Implications for cosmology from Ground-based Cosmic Microwave Background observations

TL;DR

This study uses ground-based CMB observations as an independent probe to analyze cosmological parameters, confirming consistency with satellite data and exploring tensions in the Hubble constant within the ΛCDM model.

Contribution

It introduces ground-based CMB data as an independent cosmological probe and compares its results with satellite data and local measurements.

Findings

Ground-based CMB data are consistent with WMAP and Planck.

The Hubble constant from combined data is 68.40 km/s/Mpc, showing tension with local measurements.

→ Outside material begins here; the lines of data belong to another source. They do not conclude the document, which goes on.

PR #895, opened 2019-03-08
(BOLT-1152) Run YAML plans

nicklewis:
This implements support for running YAML plans containing task and command
steps only. Every other kind of step is unsupported.

Variable interpolation is supported for targets and for parameter values,
with only exact variable matches (like `$foo`) being supported. Any other
value will be treated as a literal.

### DIFF
--- a/spec/bolt/pal/yaml_plan_evaluator_spec.rb
+++ b/spec/bolt/pal/yaml_plan_evaluator_spec.rb
@@ -1,0 +1,352 @@
+# frozen_string_literal: true
+
+require 'spec_helper'
+require 'bolt/pal'
+require 'bolt/pal/yaml_plan_evaluator'
+
+describe Bolt::PAL::YamlPlanEvaluator do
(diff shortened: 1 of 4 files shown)


nicklewis:
This is built on / depends on #884

spec/bolt/pal/yaml_plan_evaluator_spec.rb
```diff
@@ -0,0 +1,347 @@
...
+    end
+
+    it 'returns a puppet function wrapper' do
+      plan_body = '{}'
+      plan = described_class.create(loader, plan_name, 'test.yaml', plan_body)
+      expect(plan).to be_a(Puppet::Functions::Function)
+    end
+  end
+
+  describe "evaluating a plan" do
```
adreyer: I'd like to see a test of variable extraction at this level in addition to the run step level.

nicklewis:
I updated the test that runs a plan to use variable interpolation. I also added an integration test that runs a YAML plan via `run_cli`.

Constraints on curvature and neutrino parameters are consistent with standard cosmology.

Abstract

Cosmic Microwave Background (CMB) anisotropy encodes a lot of information about our Universe. In this paper we take the ground-based CMB observations (GCMB), including the South Pole Telescope (SPT), SPTpol and the Atacama Cosmology Telescope Polarimeter (ACTPol), as a new probe to the CMB anisotropy independent of two satellite observations, i.e. Wilkinson Microwave Anisotropy Probe (WMAP) and Planck. The combination of current GCMB data is consistent with WMAP and Planck. In the spatially flat $\Lambda$CDM model, the Hubble constant is $H_0=69.72\pm 1.63$ km/s/Mpc at $68\%$ confidence level (CL). Combining with baryon acoustic oscillation (BAO) and the Pantheon sample of Type Ia supernovae (SN), we find that $H_0=68.40\pm 0.58$ km/s/Mpc ($68\%$ CL) in the spatially flat $\Lambda$CDM cosmology which has a tension with local measurement given by Riess et al. in 2019 at $3.7\sigma$ level, and $\Omega_k=-0.0013\pm 0.0039$ and $N_{\rm{eff}}=2.90\pm 0.41$ ($68\%$ CL) in the extended cosmological models.